WSJ reports:
The CLSA China Purchasing Managers Index, a gauge of nationwide manufacturing activity, rose to 51.2 in May from 50.1 in April, CLSA Asia-Pacific Markets said Monday.
May was the second consecutive month the CLSA PMI was above 50.0, after eight months of it being below the key level. A PMI reading above 50.0 indicates the manufacturing economy is expanding, while a reading below 50 indicates contraction.
"For the first time the PMI shows genuine evidence that policy really is gaining traction. While the export orders index remained just below the 50 neutral threshold, total orders jumped to the highest level for 10 months," said CLSA's head of economic research, Eric Fishwick.
"The rate of destocking increased in May, encouraging in light of some anecdotal suggestions that production is running ahead of orders. In aggregate the reverse is true, pointing to sustained output growth in months to come," he added.
While I am not an expert to fully grasp whether China is baking the numbers, the tracking error between these PMI figures and electricity numbers are curious. Add to that this tidbit from the WSJ (hat tip Paul Krugman) and I think we should all be at least cautious of the Chinese rebound story.
The focus these days is on the mismatch between China’s electricity consumption and a key measure of industrial output.

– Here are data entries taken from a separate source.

PR #2657, opened 2026-08-21
Fastembed supported models

abdonpijpelink:
[Preview](https://deploy-preview-2657--condescending-goldwasser-91acf0.netlify.app/documentation/fastembed/fastembed-models/)

Adds a page that lists all models that are supported by FastEmbed. 

The six tables can be generated with the included script in `automation/fastembed-tables/`. We can set up workflow automation to keep the tables updated using this script, but let's do that in a separate PR.


qdrant-landing/content/documentation/fastembed/fastembed-models.md
```diff
@@ -0,0 +1,63 @@
...
+model_types = {
+    "Dense text": TextEmbedding,
+    "Sparse text": SparseTextEmbedding,
+    "Late interaction": LateInteractionTextEmbedding,
+    "Late interaction multimodal": LateInteractionMultimodalEmbedding,
+    "Image": ImageEmbedding,
+    "Reranking": TextCrossEncoder,
+}
+
+for label, cls in model_types.items():
```
joein: `cls` is kinda a builtin in python (used instead of `self` within classmethods)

For most of the past decade, China’s industrial value-added growth (IVA) –industry output less input costs – has moved broadly in step with movements in electricity consumption. But the relationship’s broken down recently: electricity use is still seeing negative growth, while IVA is growing at a decent positive rate again.
Some China analysts are crying foul: If IVA growth figures are being cooked, surely that means China’s recent GDP data have been overstated too. China’s statisticians use IVA output to estimate what accounts for nearly half of China’s GDP.
China’s association of electricity generators has a solution: it’s stopped publishing consumption data.